*WHAT YOU HAVE TO DO*: I would like you to print all the records below exactly as they are.

Collected data entries
PR #1432, opened 2021-06-18
feat: add inputs and buttons

ramniel:
contact-policy-3


src/components/ContactPolicy/ContactPolicy.js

*RESPONSE AREA*:
PR #1432, opened 2021-06-18
feat: add inputs and buttons

ramniel:
contact-policy-3


src/components/ContactPolicy/ContactPolicy.js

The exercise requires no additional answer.